SVW: In closing, let's name a few other films. We talked about John Ford as a director and some of his great movies. What are some of the other great Western's, David? and great directors of the classic westerns?

DH: The classic Westerns, Anthony Mann made 5 movies with James Stewart, but Bettercher made several with Randolph Scott. Howard Hawks made Rio Bravo and Red River. Now we're getting to get a little later in time, Clint Eastwood, The Outlaw Josey Wales and maybe his greatest Western, Unforgiven. And we shouldn't forget about the Spaghetti Westerns...

SVW: Sergio Leone.

DH: Yep, that's what made Clint Eastwood an international star. Some of the Revisionist and Anti-Westerns. You sort of mentioned those. Things like Little Big Man is a wonderful movie in 1970 really showing for the one of the first times to show the truth of what actually happened to the Native American.

SVW: Starring Dustin Hoffman.

DH: Starring Dustin Hoffman.
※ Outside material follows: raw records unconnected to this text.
PR #1062, opened 2022-08-04
when log file is created by another process, don't throw an error

SophieDePaula:
[Trello card](https://trello.com/c/m9SMe586/1516-universal-sdk-does-not-respond-to-coremakemanager-command)


js/packages/logger/src/handler-rolling-file.ts
```diff
@@ -65,6 +65,15 @@ function ensureDirectoryExistence(filename: string) {
...
-    fs.mkdirSync(dirname)
+    try {
+      fs.mkdirSync(dirname)
+    } catch (ex) {
+      if (ex.message.includes('file already exists')) {
+        // another process already created this file
+        // do nothing
+      } else {
+        throw ex
+      }
```
kyryloonufriiev, line 76: I believe an empty `if` block is a bad practice 
```suggestion
      // if a file already exists ignore the error
      if (!ex.message.includes('file already exists')) {
        throw ex
      }
```

kyryloonufriiev (approved):

amitzur:
@SophieDePaula @kyryloonufriiev this seems pretty fragile. Is there no explicit API for this?
Also, the comment is confusing IMO since the *directory* already exists, not the log file.

SophieDePaula:
@amitzur there is an `api` and we are using it `if (!fs.existsSync(dirname))`, the problem is that after we pass this check, another process already created the dir so we get the exception.
Re the changelog, now I see that what I wrote is indeed misleading, can I simple update this entry in `universal` changelog in `master`?

PR #1065, opened 2022-08-08
NML integration

tourdedave:
[Trello](https://trello.com/c/VG7yc6Vy)


js/packages/nml-client/package.json
```diff
@@ -0,0 +1,78 @@
...
+    "test:sanity": "yarn test",
+    "test:watch": "yarn test --watch --extension ts",
+    "deps": "bongo deps",
+    "preversion": "bongo preversion && yarn build",
+    "version": "bongo version",
+    "postversion": "bongo postversion --skip-release-notification"
+  },
+  "dependencies": {
+    "@applitools/req": "1.0.1",
+    "uuid": "^8.3.2"
```
kyryloonufriiev, line 49: You can use our `@applitools/utils` package, as we do everywhere else

js/packages/test-utils/src/parse-env.js
```diff
@@ -67,6 +67,25 @@ const DEVICES = {
...
+        args: [],
+        env: {
+          DYLD_INSERT_LIBRARIES:
+            '@executable_path/Frameworks/UFG_lib.xcframework/ios-arm64_x86_64-simulator/UFG_lib.framework/UFG_lib',
+          NML_API_KEY: process.env.APPLITOOLS_API_KEY_SDK,
+        },
+      },
+      ...SAUCE_CREDENTIALS,
+    },
+  },
```
kyryloonufriiev, line 88: I think the better way to go here would be to use regular iPhone 12 env. You can add `processArguments` in the options of the `parseEnv` function; this way, you can add it to any environment.

js/packages/nml-client/src/broker.ts
```diff
@@ -0,0 +1,68 @@
...
+  }
+  return response
+}
+
+export async function pollForMessageResult(url: string): Promise<any> {
+  url = /-response$/.test(url) ? url : url + '-response'
+  return req(url, {
+    retry: [{statuses: [404]}],
+  })
+}
```
kyryloonufriiev, line 22: You can encapsulate polling logic using `hooks` property and `makeReq` constructor function. This is definitely not something required, but as a see, it will create a nicer function that will handle end-to-end communication through the broker.

js/packages/nml-client/package.json
```diff
@@ -0,0 +1,78 @@
...
+    "./package.json": "./package.json"
+  },
+  "scripts": {
+    "lint": "eslint '**/*.ts'",
+    "build": "tsc",
+    "test": "mocha --no-timeouts -r ts-node/register 'test/**/*.spec.ts'",
+    "test:sanity": "yarn test",
+    "test:watch": "yarn test --watch --extension ts",
+    "deps": "bongo deps",
+    "preversion": "bongo preversion && yarn build",
```
kyryloonufriiev, line 43: No need to build in here. We are building it separately from versioning during release.

kyryloonufriiev (changes requested):

js/packages/nml-client/package.json
tourdedave: Use it for what?

js/packages/test-utils/src/parse-env.js
tourdedave: Oh, I see that there is an option in parseEnv that handles injection for NMG. I'll do something with that.

https://github.com/applitools/eyes.sdk.javascript1/blob/feat/nml-integration/js/packages/test-utils/src/parse-env.js#L660-L668

js/packages/nml-client/package.json
tourdedave: `uuid` isn’t part of `@applitools/utils` - should I add support for it there and then use it through `@applitools/utils`?

Or did you mean something else?

tourdedave: `utils.general.guid()` in `@applitools/utils`

tourdedave:
core tests fail because bongo doesn't support `file:../..` paths for packages in its fixed dependency check

nml-client tests fail because of a change in test-utils that needs to be published (works when linked)

kyryloonufriiev (approved):
Looks good to me. But the test in nml-client is failing right here in PR. Is it fine? Feel free to merge it if you will be able to publish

And I love the movie called McCabe and Misses Miller directed by Robert Altman with Warren Beatty and Julie Christie.

SVW: The Wild Bunch. Sam Peckinpah, 1969.

DH: Yeah. Yeah.

SVW: And of course, Butch Cassidy and the Sundance Kid 1969 as well, George Roy Hill. And also in terms of classic Western Shane by George Stevens in 1953, The Magnificent 7 by John Sturges 1960, High Noon 1952 Fred Zinnamon. These are all great classic Westerns as well.

[Clip from The Man Who Shot Liberty Vance]

David Hast is a retired high school English teacher. He has an MFA in Radio/TV/Film from Northwestern University and worked 15 years in the film and video industry. Some years ago he taught video production part-time at GVSU, and as a high school teacher he regularly taught a course in Film and Media Analysis.